ARTIS: Agentic Risk-Aware Test-Time Scaling via Iterative Simulation
This work addresses the problem of costly and irreversible failures in agentic LLM interactions for AI safety and deployment, representing an incremental improvement over existing test-time scaling methods.
The paper tackles the problem of insufficient test-time scaling for agentic LLMs by proposing ARTIS, a framework that uses iterative simulation to explore actions before real-world execution, improving agent reliability without environmental risk. Experiments show that iterative simulation substantially enhances agent reliability, and risk-aware simulation is essential for consistent gains across models and tasks.

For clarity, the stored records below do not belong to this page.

Issue #1859, opened 2017-12-09
Forum in guidebook documents


brunobesson:
* case with a topic created but no comment posted (only system one) is not handled
* links are not configuration-based (always points to `https://forum.camptocamp.org/`)

See e.g. https://www.camptocamp.org/outings/947661/fr/cret-du-boeuf

brunobesson:
(issue extracted from #1808)

desnoes:
ok in demo

PR #1860, opened 2017-12-09
handle no comments in document topic

brunobesson:
* use config-defined link to forums
* handle case when there is a topic for the document, but no post yet

relates to #1859

### DIFF
--- a/c2corg_ui/static/js/viewdetails.js
+++ b/c2corg_ui/static/js/viewdetails.js
@@ -136,9 +136,9 @@ app.ViewDetailsController = function($scope, $compile, $uibModal, appApi,
 
   /**
    * @type {string}
-   * @private
+   * @export
    */
-  this.discourseUrl_ = discourseUrl;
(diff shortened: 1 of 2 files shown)


config/bruno
```diff
@@ -1,7 +1,12 @@
 include config/dev
+<<<<<<< 69ea292da60cf6a4790cfa85e3478bb599d2c839
```
asaunier: Are you sure you want to merge conflicts in your config file? :P

package-lock.json
```diff
@@ -0,0 +1,6116 @@
+{
```
asaunier: You don't need to commit this file if it is generated.

config/bruno
brunobesson: F** another rebasing issue. I should have been more careful, I apologize.

brunobesson:
@asaunier back to normal state... thanks for your reviews!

Current test-time scaling (TTS) techniques enhance large language model (LLM) performance by allocating additional computation at inference time, yet they remain insufficient for agentic settings, where actions directly interact with external environments and their effects can be irreversible and costly. We propose ARTIS, Agentic Risk-Aware Test-Time Scaling via Iterative Simulation, a framework that decouples exploration from commitment by enabling test-time exploration through simulated interactions prior to real-world execution. This design allows extending inference-time computation to improve action-level reliability and robustness without incurring environmental risk. We further show that naive LLM-based simulators struggle to capture rare but high-impact failure modes, substantially limiting their effectiveness for agentic decision making. To address this limitation, we introduce a risk-aware tool simulator that emphasizes fidelity on failure-inducing actions via targeted data generation and rebalanced training. Experiments on multi-turn and multi-step agentic benchmarks demonstrate that iterative simulation substantially improves agent reliability, and that risk-aware simulation is essential for consistently realizing these gains across models and tasks.